In summary, the detection of quality features of blanked workpieces, especially the blanked surface, is not considered in the literature. Although the KPPs of the blanked surface is crucial for the selection between a good product and a scrap product, there are no methods and applications that allow an inline determination even at high production rates. In Section 1, the authors show that the four challenges installation space, blanked surface, system dynamics, and cost are the main reasons for the lack of implementation in the industrial environment.

3 Materials and methods

In this section, the experimental setup of the blanking process and image data acquisition is described. In addition, the methodology considering the steps of preprocessing and transformation to extract the KPP is explained in detail. According to Kubik et al., the methodology proposed in this study is related to the Knowledge Discovery in Time series and Image data for Engineering Application (KDT-EA) process model [30]. This provides a systematic approach for knowledge discovery in process data (image data or time series) based on the phases of data acquisition, preparation, transformation, and modeling as well as a final validation step. Since the KPPs are used to classify wear in Section 5, the influence of a worn tool train on the blanked surface is investigated.

3.1 Blanking process

The blanking process is characterized by a vertical movement during which the tool penetrates the die and defines the final geometrical and functional characteristics of the workpiece [31]. During the operation, the workpiece is separated from the sheet metal strip without removing any material. According to Hohmann et al., the blanking process is divided into three phases [32]. During the punch phase (I), the tool hits the sheet and begins to deform elastically. As the tool continues to penetrate, the material is plastically deformed until the maximum shear stress is reached. At this point, the material breaks, as indicated by an abrupt drop in process force. In the following push phase (II), the tool pushes the workpiece out of the die and reaches its bottom dead center. In the withdraw phase (III), the backstroke movement of the ram pulls the tool out of the material, and the sign of the process force reverses due to clamping effects.
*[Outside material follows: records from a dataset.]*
PR #507, opened 2020-12-03
PP-7416 Add ‘Select Turn on 3DS Flex’ to 3DS Flex instructions

alexbishop1:
### Context
Services now need to press a button to enable 3DS Flex after they’ve entered their 3DS Flex credentials. They’ll be on the page with the button after they’ve entered the credentials and the button will not appear if the credentials have not been entered.

Add ‘Select **Turn on 3DS Flex**’ to list of instructions.

### Guidance to review
image


jonathanglassman (approved):
LGTM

In addition to the three phases, the process is characterized by the properties of the blanked workpiece. According to Lange, these properties are quantified by form, dimensional, and positional errors. While dimensional and positional errors are caused by geometric deviations of the tool or an offset between the punch and die, form errors occur during the plastic deformation of the workpiece. In this context, form errors describe the quality features of the blanked surface as a function of tool (clearance, wear, cutting line, etc.), semi-finished product (sheet thickness, tensile strength, alloy composition, etc.), or process parameters (temperature, lubrication, stroke speed). According to the German Institute for Standardization (DIN EN 10140), these form errors are divided into the rollover zone he, the shear zone hl, the rupture zone hf, and the burr height hb [33]. During the last decades, many experimental and empirical studies have been carried out to investigate the main parameters of the blanking process that influence the evaluation of these form errors. In particular, it has been shown that a change in the tool contour has a significant effect on the formation of the blanked surface [34, 35]. For example, Hernández et al. demonstrated that increasing abrasive wear leads to a modification of the blanked surface of blanked workpieces [36, 37]. They found that a higher wear volume leads to burr formation and an increase in the rollover zone. A similar correlation was found by Hambli, who showed a strong dependence of the cutting edge radii on the burr formation in experimental investigations [15]. However, since the literature only examines the influence of wear on individual features of the blanked surface and the maximum cutting edge radii investigated are limited to 0.2 mm, the dependence of all blanked surface KPPs (he, hl, hf, and hb) on the cutting edge radii up to 0.50 mm was determined in preliminary tests [37]. Kubik et al. demonstrated that the morphology of the blanked surface changes as a function of several parameters. Clearance, cutting edge radii, and tensile strength of the semi-finished product were identified as the main influencing factors. Other parameters, such as the temperature profile, the tribological system, the dynamic behavior of the die and press, or the varying properties of the semi-finished product, always have an indirect but small influence on one or more of the main factors.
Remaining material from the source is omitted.